Exercise: Scan the entries for the word "main". Every line that has it should be copied.

== Exercise inputs

PR #415, opened 2022-07-28
Use buf to detect for wire breaking changes

aabmass:
Use [Buf breaking](https://docs.buf.build/breaking/overview) to check PRs for wire and json breaking changes. [Here is an example PR](https://github.com/aabmass/opentelemetry-proto/pull/5/files#diff-62ba46dcb97aa81748b276b6eb42ae8e6700cd4b467515542539435eda06d01f) showing this in action. There was some interest for this in https://github.com/open-telemetry/opentelemetry-proto/issues/400#issuecomment-1156617896.

The config can be tweaked to add/remove specific rules if this is too noisy, see https://docs.buf.build/breaking/configuration.


buf.yaml
```diff
@@ -0,0 +1,7 @@
+version: v1
+
+# See https://docs.buf.build/breaking/configuration
+breaking:
+  use:
+    - WIRE
+    - WIRE_JSON
```
tigrannajaryan, line 7: I think we don't need WIRE_JSON for now. JSON is not considered stable yet.

tigrannajaryan (commented):
Thanks for the PR, this is very useful.

.github/workflows/build-check.yaml
```diff
@@ -82,3 +82,22 @@ jobs:
...
+    runs-on: ubuntu-latest
+    steps:
+    - uses: actions/checkout@v2
+    # This is needed because checkout action does a shallow clone
+    - name: Fetch main branch for comparison
+      run: |
+        git remote set-branches origin '*'
+        git fetch --depth=1 origin main
+        git branch main origin/main
+    - name: Run make breaking-change with json output to annotate PR
```
arminru, line 97: I agree that this is very helpful, thank you!

It would be nice if you could add a breaking change in a new (dummy) PR based off this branch to illustrate how this would work.

Makefile
```diff
@@ -18,13 +18,16 @@ endef
...
+
 PROTOC := docker run --rm -u ${shell id -u} -v${PWD}:${PWD} -w${PWD} ${OTEL_DOCKER_PROTOBUF} --proto_path=${PWD}
+BUF := docker run --rm -v "${PWD}:/workspace" -w /workspace ${BUF_DOCKER}
+BUF_AGAINST ?= ".git\#branch=main"
 
 PROTO_GEN_CPP_DIR ?= $(GENDIR)/cpp
 PROTO_GEN_CSHARP_DIR ?= $(GENDIR)/csharp
 PROTO_GEN_GO_DIR ?= $(GENDIR)/go
 PROTO_GEN_JAVA_DIR ?= $(GENDIR)/java
-PROTO_GEN_JS_DIR ?= $(GENDIR)/js
```
arminru, line 27: Removed accidentally?

arminru (approved):

Makefile
```diff
@@ -18,7 +18,11 @@ endef
 gen-all: gen-cpp gen-csharp gen-go gen-java gen-kotlin gen-objc gen-openapi gen-php gen-python gen-ruby
 
 OTEL_DOCKER_PROTOBUF ?= otel/build-protobuf:0.9.0
+BUF_DOCKER ?= bufbuild/buf:1.7.0
+
 PROTOC := docker run --rm -u ${shell id -u} -v${PWD}:${PWD} -w${PWD} ${OTEL_DOCKER_PROTOBUF} --proto_path=${PWD}
+BUF := docker run --rm -v "${PWD}:/workspace" -w /workspace ${BUF_DOCKER}
+BUF_AGAINST ?= ".git\#branch=main"
```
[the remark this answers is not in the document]
tigrannajaryan: Can you add some comments here to explain what is going on and how the comparison works? "buf" is relatively unknown tool and we don't want every reader of the makefile to read buf docs to understand how it works here.

.github/workflows/build-check.yaml
aabmass: https://github.com/aabmass/opentelemetry-proto/pull/5/files#diff-62ba46dcb97aa81748b276b6eb42ae8e6700cd4b467515542539435eda06d01f

Makefile
aabmass: Oops, yes

Makefile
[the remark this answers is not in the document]
aabmass: @tigrannajaryan I simplified things a bit by putting the upstream repo's URL here instead which I think is self explanatory. Added a comment anyway tho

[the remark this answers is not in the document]
tigrannajaryan: Yes, I think it is clearer now.

tigrannajaryan (approved):

.github/workflows/build-check.yaml
arminru: Looks good, thank you!

arminru (approved):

====

Task answer:
+    - name: Fetch main branch for comparison
+        git fetch --depth=1 origin main
+        git branch main origin/main
+BUF_AGAINST ?= ".git\#branch=main"
+BUF_AGAINST ?= ".git\#branch=main"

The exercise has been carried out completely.